第8章
季別晚上和段逐的朋友一起吃了飯,沒吃多久,段逐就說季別還要寫作業,不能太晚,要先走。
段逐的朋友都笑話他們,問段逐怎麽突然化身慈愛家庭教師,季別抓着着段逐的胳膊,靠在他身上,回嗆段逐的朋友:“因為你家裏缺少我這麽優秀的學生。
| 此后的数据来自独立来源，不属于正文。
PR #6573, opened 2021-09-09
createUser: Add support for legal name

Betree:
Fix https://github.com/opencollective/opencollective/issues/4651

The field was introduced in the form and in the `createCollective` mutation but not in the `createUser` mutation, breaking the invite user feature.

### DIFF
--- a/server/graphql/v1/types.js
+++ b/server/graphql/v1/types.js
@@ -3,7 +3,6 @@ import {
   GraphQLEnumType,
   GraphQLError,
   GraphQLFloat,
-  GraphQLInputObjectType,
   GraphQLInt,
   GraphQLList,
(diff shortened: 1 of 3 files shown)


server/graphql/v1/types.js
```diff
@@ -2101,25 +2100,6 @@ export const SubscriptionType = new GraphQLObjectType({
   },
 });
 
-export const UserInputType = new GraphQLInputObjectType({
```
Betree, line 2104: Also removed this type as it was not used anywhere

SudharakaP:
@Betree : Thanks much for making the change. Something I've missed during my testing of the legal names feature. 🤯 🤯

PR #6575, opened 2021-09-09
Payment receipt fixes

znarf:


server/graphql/v1/types.js
```diff
@@ -689,6 +690,7 @@ export const InvoiceType = new GraphQLObjectType({
       },
       currency: {
         type: GraphQLString,
+        deprecationReason: '2021-09-09: Not used, so we stop returning it.',
```
Betree, line 693: The currency is still used in https://github.com/opencollective/opencollective-pdf/blob/74c00ca5d73429235bfc81a3d5a1b532208058be/components/Receipt.js#L339. I can make a quick fix to use the transaction currency instead

Betree: https://github.com/opencollective/opencollective-pdf/pull/771

znarf: Seems you are still using `totalAmount` there? 

https://github.com/opencollective/opencollective-pdf/blob/74c00ca5d73429235bfc81a3d5a1b532208058be/components/Receipt.js#L339

Should I revert my changes? 

Happy to do it as I missed those fields were used in the PDF service.

Betree: No need to rollback, `totalAmount` is manually populated here: https://github.com/opencollective/opencollective-pdf/blob/e3ace4b96c6aeb97fe71733de16a7e26b2a0275e/pages/receipts/transactions/%5Buuid%5D/%5Bfilename%5D.js#L21

Betree: In https://github.com/opencollective/opencollective-pdf/pull/771/files, I removed the field from the query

”
段逐的朋友揮手讓他們快行行好趕緊走。
回了酒店,在電梯裏,季別問段逐:“我們出來住,段太太不問麽?”
季別一直覺得段逐和段太太的關系很怪,但季別自己沒有參照物,說不出來哪裏怪。
段逐搖頭說不問,又道:“對了,昨天我爸秘書給我打電話,說過年去南方我爺爺住的莊園裏過,今年人來得齊,每個人都得到。”
“我也要去麽?”季別問。
他不姓段,每一次去這種段家人大團聚的場合,都分外尴尬。
段逐摸摸季別的臉,說:“得去。”
季別嘆口氣,心說等他滿了十八歲,就自己跑外頭過年。
電梯門開了,段逐一邊往外走,邊對季別說:“以後我們只去一天。接下去你想去哪兒,我就帶你去。”
季別心裏頭慌了慌,轉頭看看段逐,問他:“一天都不想去,行嗎?”
段逐盯了季別兩秒,說:“不行。”
“為什麽?”季別說。
段逐在他們房間門口停下來,刷卡開了門,把季別推進去,說:“因為我得去。”
季別便不敢再問下去了,他被段逐抵在門上吻着,氣也喘不過來。
段逐看上去衣冠楚楚,兇起來要人命,不和季別做到底,也有一百種方法折騰季別,季別晚上确實有功課要做,推拒着跟段逐求饒:“大少爺你先等我把作業寫了。”
段逐又摁了他一陣才松開他。
季別成績很好,他人聰明,也刻苦,練習卷一張做下來不帶停的,段逐在一旁看他寫了一會兒,評價:“确實不像我弟。”
季別瞥了段逐一眼,邊寫邊道:“你跟段原也不像啊。”
“同父異母,不像也不奇怪。”段逐拿了季別做完的一張卷子看了看,漫不經心地說。
季別手裏的筆立刻停了,擡頭看着段逐。
段逐見季別呆呆的樣子,三言兩語解釋:“我是她帶大的,不過她不是我的生母。”
季別有些懵,過了一會兒,才問段逐:“那你知道你的生母在哪裏麽?”
“去世了,難産。”段逐說着,把季別的卷子放回桌上。
季別聽着段逐把這樣的事說得這樣不在意,心裏泛起一股說不清道不明的酸楚,他便抓着段逐的手,親了一下段逐的手背,對段逐說:“人生不如意事常八九,你看我有媽還不如沒有。”
段逐看季別表情格外凝重,笑了笑,手指揉了揉季別剛吻過他手背的嘴唇,俯下身親親季別的額頭,對季別說:“不用這樣,我不傷心。”
“是麽?”季別看着段逐的眼睛,段逐也看着他。
段逐臉上表情不多,眼神卻是很溫柔的,溫柔得幾乎要令季別害怕了。
季別移開了眼睛,擡手按了一下段逐胸口說:“你心怎麽這麽硬啊,來給我摸一下。”
段逐攥住了季別的手腕,問他:“你寫完沒有?”
季別其實沒寫完,卻騙段逐說都寫完了。
兩人脫了衣服厮混了一陣,季別突然把段逐推倒了,有些笨手笨腳地騎上去,對段逐說:“你進來吧。”
段逐握着季別的腰說等季別再長大一點兒,季別便俯下身,埋在段逐腿間,含住了段逐硬燙的東西,吞吐舔吮。
那東西頂的他喉口疼,又讓他嘴巴張得很酸,他還是費勁得想讓段逐再快活些。季別看過不少片,第一次實踐,看段逐的反應,他覺得自己幹的應當是還不錯。
段逐沒讓他弄多久就把他拉起來了,一言不發地去吻季別,季別躲了兩下,任由段逐弄了。
季別覺得困惑,苦惱,畏首畏尾,他十幾年間都孑然一身,雖有坎坷與艱難的時候,心卻無拘無束,自在逍遙。
唯有段逐,叫季別想不通,又推不動,才徒生出那麽一些不多也不少的舍不得。